[INPUT MATERIAL Boundary: Start]

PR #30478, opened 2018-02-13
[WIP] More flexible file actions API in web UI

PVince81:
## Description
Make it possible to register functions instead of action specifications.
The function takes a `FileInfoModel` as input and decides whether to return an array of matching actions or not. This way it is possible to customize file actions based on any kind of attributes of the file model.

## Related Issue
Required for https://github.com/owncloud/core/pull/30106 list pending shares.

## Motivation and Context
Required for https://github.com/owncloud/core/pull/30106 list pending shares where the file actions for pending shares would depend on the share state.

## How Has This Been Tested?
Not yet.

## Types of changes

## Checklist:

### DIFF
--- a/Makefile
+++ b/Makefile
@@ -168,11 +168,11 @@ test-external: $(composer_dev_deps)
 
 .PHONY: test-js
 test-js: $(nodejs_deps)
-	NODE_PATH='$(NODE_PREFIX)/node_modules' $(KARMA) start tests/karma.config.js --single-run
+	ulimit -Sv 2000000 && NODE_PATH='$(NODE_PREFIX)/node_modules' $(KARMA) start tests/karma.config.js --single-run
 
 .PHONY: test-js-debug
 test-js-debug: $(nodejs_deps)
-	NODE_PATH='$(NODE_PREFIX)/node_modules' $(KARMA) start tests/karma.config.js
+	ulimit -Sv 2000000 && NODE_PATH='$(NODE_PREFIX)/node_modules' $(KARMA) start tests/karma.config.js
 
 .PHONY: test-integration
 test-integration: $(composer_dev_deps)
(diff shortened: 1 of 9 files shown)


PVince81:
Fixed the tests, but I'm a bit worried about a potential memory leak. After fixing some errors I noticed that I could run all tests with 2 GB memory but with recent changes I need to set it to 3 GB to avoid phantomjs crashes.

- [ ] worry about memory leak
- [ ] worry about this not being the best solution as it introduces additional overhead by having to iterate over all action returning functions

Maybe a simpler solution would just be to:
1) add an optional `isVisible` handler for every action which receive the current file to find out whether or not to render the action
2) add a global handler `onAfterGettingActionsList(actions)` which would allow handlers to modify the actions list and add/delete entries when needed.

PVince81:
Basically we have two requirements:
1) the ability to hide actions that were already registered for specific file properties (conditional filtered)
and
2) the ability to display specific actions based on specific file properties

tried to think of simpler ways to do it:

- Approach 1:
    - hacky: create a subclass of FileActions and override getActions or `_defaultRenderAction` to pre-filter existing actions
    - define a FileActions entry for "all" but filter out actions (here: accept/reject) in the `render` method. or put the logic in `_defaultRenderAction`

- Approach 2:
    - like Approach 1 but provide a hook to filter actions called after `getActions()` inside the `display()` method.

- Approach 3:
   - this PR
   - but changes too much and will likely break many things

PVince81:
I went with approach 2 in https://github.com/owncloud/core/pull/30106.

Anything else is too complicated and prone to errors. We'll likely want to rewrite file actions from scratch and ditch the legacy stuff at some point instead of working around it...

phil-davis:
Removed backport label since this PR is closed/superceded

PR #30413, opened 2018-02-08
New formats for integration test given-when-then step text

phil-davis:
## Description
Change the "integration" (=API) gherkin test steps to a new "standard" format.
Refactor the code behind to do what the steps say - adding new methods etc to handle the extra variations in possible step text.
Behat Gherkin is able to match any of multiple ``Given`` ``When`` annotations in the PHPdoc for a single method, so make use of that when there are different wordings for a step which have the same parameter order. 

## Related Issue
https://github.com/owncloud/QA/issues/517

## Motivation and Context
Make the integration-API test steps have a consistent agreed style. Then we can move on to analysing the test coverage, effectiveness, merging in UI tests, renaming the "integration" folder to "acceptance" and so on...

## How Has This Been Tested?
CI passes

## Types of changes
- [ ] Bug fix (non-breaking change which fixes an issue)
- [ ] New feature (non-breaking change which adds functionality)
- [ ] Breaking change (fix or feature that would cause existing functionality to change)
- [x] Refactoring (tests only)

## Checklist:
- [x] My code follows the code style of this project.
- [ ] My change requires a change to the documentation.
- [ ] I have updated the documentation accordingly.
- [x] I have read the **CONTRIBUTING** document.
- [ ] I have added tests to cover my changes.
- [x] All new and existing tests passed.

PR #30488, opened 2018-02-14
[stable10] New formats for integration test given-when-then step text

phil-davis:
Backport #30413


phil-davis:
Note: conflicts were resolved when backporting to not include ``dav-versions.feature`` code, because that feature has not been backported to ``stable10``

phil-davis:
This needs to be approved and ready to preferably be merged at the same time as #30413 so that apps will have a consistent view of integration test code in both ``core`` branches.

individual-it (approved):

[INPUT MATERIAL Boundary: End]

▶ [WHAT TO PRODUCE] Word for word, restate only the lines from the one containing "- [ ] I have added tests to cover my changes." through the last line of the entries, with both ends kept.

▶ [ANSWER TO THE PROBLEM]
- [ ] I have added tests to cover my changes.
- [x] All new and existing tests passed.

PR #30488, opened 2018-02-14
[stable10] New formats for integration test given-when-then step text

phil-davis:
Backport #30413


phil-davis:
Note: conflicts were resolved when backporting to not include ``dav-versions.feature`` code, because that feature has not been backported to ``stable10``

phil-davis:
This needs to be approved and ready to preferably be merged at the same time as #30413 so that apps will have a consistent view of integration test code in both ``core`` branches.

individual-it (approved):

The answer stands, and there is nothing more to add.